Foiled servant uprising in Virginia (1663)

The Gloucester County Conspiracy of September 1663, also known as the Servant's Plot or Birkenhead's Rebellion, was one of the first slave rebellions in British America. This event set the stage for many of the slave uprisings that followed in the decades to come. It was the first occurrence of English, Irish, African and Indian indentured servants and slaves working together. Regardless of their ethnicity, all of the servants and slaves were treated poorly, which served as a uniting force between them. This rebellion occurred at a key time in history, when Virginian tobacco farmers heavily relied upon their workers for product and profit. By utilizing the power they held in this regard, the slaves and servants could maximize the effects of their actions.

== The plan ==
On September 1, 1663, a group of indentured servants met and began a plan of rebellion.  Planning to reconvene the following Sunday at midnight at a different location, the men collected as many weapons and arms as they could over the next few days in order to power their upcoming fight. The plan was to attack the house of Lieutenant Colonel Francis Willis to convince him to allow indentured servants to be released a year from the beginning of their service. There were other potential targets around the area, but Willis was their ultimate goal, as he was a member of the governor's council. Should he refuse, the servants agreed to kill Willis, if it was deemed necessary. The men swore themselves to secrecy, but the secrecy was not kept.

== The foiling ==
One slave who attended the meetings, John Birkenhead, had a different plan. Birkenhead was owned by the first mayor of Warwick County and officer of the House of Burgesses John Smith. Birkenhead exposed the plot to the governor, who then arranged for the rebellion to be disbanded.
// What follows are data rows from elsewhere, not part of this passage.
PR #3131, opened 2023-07-07
feat(providers): support for auth with Azure AD

### LINKED ISSUE #2800: Support authorize requests with Azure AD
[Azure AD](https://learn.microsoft.com/en-us/rest/api/storageservices/authorize-requests-to-azure-storage) is the recommended way to authorize the requests to access the Azure storage. 

In some user cases, Azure AD is the only allowed way to do the auth, and getting the access key from Azure AD isn't allowed.

With Azure AD support, users can use Azure AD credentials directly and it is also helpful for integration with other products.

ywk253100:
Add support for auth with Azure AD

Fixes #2800


ywk253100:
We(Velero) consume the Kopia as a library, so I make the Azure provider exported in this PR so that we can wrap/extend it easily.

julio-lopez (changes requested):
This is not adding auth Azure AD functionality, it is only exporting internal symbols.

Please submit a PR with the enhancements you propose.

The internal implementation should remain unexported. You can copy the source and use it if needed.

repo/blob/azure/azure_storage.go
```diff
@@ -275,18 +276,23 @@ func New(ctx context.Context, opt *Options, isCreate bool) (blob.Storage, error)
 			fmt.Sprintf("https://%s/", storageHostname), cred, nil,
 		)
 
+	// Azure AD
 	default:
-		return nil, errors.Errorf("either storage key or SAS token must be provided")
+		cred, err := azidentity.NewDefaultAzureCredential(nil)
```
ywk253100, line 281: @julio-lopez Here is the code block for supporting Azure AD

Shrekster:
I agree with what @julio-lopez said above. There is no maintenance / work done to ensure that the external contract with the exposed objects will be honored.

ywk253100:
@julio-lopez @Shrekster Please take a look again

repo/blob/azure/azure_storage.go
```diff
@@ -274,9 +277,13 @@ func New(ctx context.Context, opt *Options, isCreate bool) (blob.Storage, error)
 		service, serviceErr = azblob.NewClientWithSharedKeyCredential(
 			fmt.Sprintf("https://%s/", storageHostname), cred, nil,
 		)
-
+	// Azure AD
```
julio-lopez, line 280: Should this should become an explicit option in the configuration, instead of being the default?

repo/blob/azure/azure_storage.go
julio-lopez: @ywk253100 Can you add a test for this?

take a look at the "storage provider" test in this package for an example of how to pass credentials to tests. Now, in this case this is falling back to the SDK default behavior, so that may require a different set of tests.

julio-lopez (commented):
@onkarbhat @leuyentran can you take a look please?

repo/blob/azure/azure_storage.go
leuyentran: hi @ywk253100 and @julio-lopez , the usage of `NewDefaultAzureCredential` is fine in this case. However, I'd like to point out that there might be an implementation bug in this function:
`NewDefaultAzureCredential` checks through 4 different possible Az credentials type and keeps track of the results via an array of type `TokenCredential` (an interface) called `creds`. The returned credentials in each check is an implementation of interface `TokenCredential`.  If a credential check is successful `NewDefaultAzureCredential` append  the returned credential type. If the credential check failed, `NewDefaultAzureCredential` appends an error reporter which is also an implementation of interface `TokenCredential".  
At the end of function, `NewDefaultAzureCredential` returns error if either of this is true:
1.  len of `creds` is 0 (in `defaultAzureCredentialConstructorErrorHandler` and also `NewChainedTokenCredential`) 
2.  any of the element in `creds` is `nil` (`NewChainedTokenCredential`) 

IIUC, len of `creds` will always be 4. Even if none of the check succeed, `creds` array would still contain 4 error reoporter which are 4 implementation of `TokenCredential`. 
What that means for us here is that we no longer fail early here. If we would like to continue early failure, my suggestion is to add 
```go
// get NewDefaultAzureCredential(nil) cred
token, err:= cred.GetToken(ctx, nil)
// then check for error
```

repo/blob/azure/azure_storage.go
ywk253100: The `DefaultAzureCredential` supports [several different credentials](https://github.com/Azure/azure-sdk-for-go/blob/main/sdk/azidentity/environment_credential.go#L44-L68), how about that we only support some of them(e.g. only support `AZURE_TENANT_ID`, `AZURE_CLIENT_ID` and `AZURE_CLIENT_SECRET`) and let users provide them via the CLI options just like `SASToken` and `StorageKey`?

repo/blob/azure/azure_storage.go
julio-lopez: @leuyentran Thanks for the deep and thorough analysis.

repo/blob/azure/azure_storage.go
julio-lopez: @ywk253100 Yes, explicitly adding the needed support as you suggest seems to be the desire approach, at least at first. Let's go down that path. And please add tests for the new functionality.

As @leuyentran pointed out, this is adding the ability to use various authentication methods (often referred to as SDK default creds), not only Azure AD. The problem I see with default credentials is that it is not explicit, which is often harder to track when there are issues.

> DefaultAzureCredential is a default credential chain for applications that will deploy to Azure. It combines credentials suitable for deployment with credentials suitable for local development. It attempts to authenticate with each of these credential types, in the following order, stopping when one provides a token:
>
> [EnvironmentCredential](https://pkg.go.dev/github.com/Azure/azure-sdk-for-go/sdk/azidentity#EnvironmentCredential)
> [WorkloadIdentityCredential](https://pkg.go.dev/github.com/Azure/azure-sdk-for-go/sdk/azidentity#WorkloadIdentityCredential), if environment variable configuration is set by the Azure workload identity webhook. Use [WorkloadIdentityCredential](https://pkg.go.dev/github.com/Azure/azure-sdk-for-go/sdk/azidentity#WorkloadIdentityCredential) directly when not using the webhook or needing more control over its configuration.
> [ManagedIdentityCredential](https://pkg.go.dev/github.com/Azure/azure-sdk-for-go/sdk/azidentity#ManagedIdentityCredential)
> [AzureCLICredential](https://pkg.go.dev/github.com/Azure/azure-sdk-for-go/sdk/azidentity#AzureCLICredential)

If we decide to allow the usage of "default" creds, then the comment above (`// Azure AD`) should be updated. Currently it is misleading.

repo/blob/azure/azure_storage.go
julio-lopez: @ywk253100 you are right, the other two cases are not trying to get a token to validate the credentials. So, let's not add that here.

Having said that, @leuyentran point stands, the current implementation for `NewDefaultAzureCredential` does not return an error, even if there were errors attempting to obtain the different types of default credentials. It does not return an error and instead returns an error provider that will (lazily) fail later when `GetToken` is called.

leuyentran: I opened an issue for Azure SDK: https://github.com/Azure/azure-sdk-for-go/issues/21301

ywk253100:
The UT passed:
```
KOPIA_PROVIDER_TEST=true KOPIA_AZURE_TEST_CONTAINER=mgmt KOPIA_AZURE_TEST_STORAGE_ACCOUNT=xxx KOPIA_AZURE_TEST_TANENT_ID=xxx KOPIA_AZURE_TEST_CLIENT_ID=xxx KOPIA_AZURE_TEST_CLIENT_SECRET=xxx go test github.com/kopia/kopia/repo/blob/azure  -run TestAzureStorageClientSecret
ok  	github.com/kopia/kopia/repo/blob/azure	83.306s
```

repo/blob/azure/azure_storage_test.go
```diff
@@ -23,10 +23,13 @@ import (
...
 const (
-	testContainerEnv       = "KOPIA_AZURE_TEST_CONTAINER"
-	testStorageAccountEnv  = "KOPIA_AZURE_TEST_STORAGE_ACCOUNT"
-	testStorageKeyEnv      = "KOPIA_AZURE_TEST_STORAGE_KEY"
-	testStorageSASTokenEnv = "KOPIA_AZURE_TEST_SAS_TOKEN"
+	testContainerEnv           = "KOPIA_AZURE_TEST_CONTAINER"
+	testStorageAccountEnv      = "KOPIA_AZURE_TEST_STORAGE_ACCOUNT"
+	testStorageKeyEnv          = "KOPIA_AZURE_TEST_STORAGE_KEY"
+	testStorageSASTokenEnv     = "KOPIA_AZURE_TEST_SAS_TOKEN"
+	testStorageTanentIDEnv     = "KOPIA_AZURE_TEST_TANENT_ID"
```
julio-lopez, line 30:
```suggestion
	testStorageTenantIDEnv     = "KOPIA_AZURE_TEST_TENANT_ID"
```

repo/blob/azure/azure_storage_test.go
```diff
@@ -163,6 +166,44 @@ func TestAzureStorageSASToken(t *testing.T) {
 	require.NoError(t, providervalidation.ValidateProvider(ctx, st, blobtesting.TestValidationOptions))
 }
 
+func TestAzureStorageClientSecret(t *testing.T) {
+	t.Parallel()
+	testutil.ProviderTest(t)
+
+	container := getEnvOrSkip(t, testContainerEnv)
+	storageAccount := getEnvOrSkip(t, testStorageAccountEnv)
+	tanentID := getEnvOrSkip(t, testStorageTanentIDEnv)
```
julio-lopez, line 175:
```suggestion
	tenantID := getEnvOrSkip(t, testStorageTenantIDEnv)
```

repo/blob/azure/azure_storage_test.go
```diff
@@ -163,6 +166,44 @@ func TestAzureStorageSASToken(t *testing.T) {
...
+
+	ctx := testlogging.Context(t)
+
+	// use context that gets canceled after storage is initialize,
+	// to verify we do not depend on the original context past initialization.
+	newctx, cancel := context.WithCancel(ctx)
+	st, err := azure.New(newctx, &azure.Options{
+		Container:      container,
+		StorageAccount: storageAccount,
+		TenantID:       tanentID,
```
julio-lopez, line 190:
```suggestion
		TenantID:       tenantID,
```

repo/blob/azure/azure_storage.go
```diff
@@ -260,23 +261,32 @@ func New(ctx context.Context, opt *Options, isCreate bool) (blob.Storage, error)
...
 		service, serviceErr = azblob.NewClientWithSharedKeyCredential(
 			fmt.Sprintf("https://%s/", storageHostname), cred, nil,
 		)
+	// client secret
+	case opt.TenantID != "" && opt.ClientID != "" && opt.ClientSecret != "":
+		cred, err := azidentity.NewClientSecretCredential(opt.TenantID, opt.ClientID, opt.ClientSecret, nil)
+		if err != nil {
+			return nil, errors.Wrap(err, "unable to initialize client secret credential")
+		}
+		service, serviceErr = azblob.NewClient(fmt.Sprintf("https://%s/", storageHostname), cred, nil)
```
julio-lopez, line 286:
```suggestion

		service, serviceErr = azblob.NewClient(fmt.Sprintf("https://%s/", storageHostname), cred, nil)
```

julio-lopez (approved):

julio-lopez:
@ywk253100 Thank you

don4of4:
Hey all -- just an FYT that the docs don't appear to have this feature noted.   [A polish pass here might be helpful.](https://kopia.io/docs/repositories/#azure-blob-storage)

The colony was so grateful for the prevention of the uprising that the scheduled day of rebellion, September 13, 1663, became remembered as holy.

For his loyalty, his owner, John Smith, gave Birkenhead his freedom, as well as five thousand pounds of tobacco. This was meant to serve as incentive for other slaves and servants to report any rumors of future rebellion.

As one of the early rebellions of this period, the Servant's Plot laid the foundation for many rebellions to come.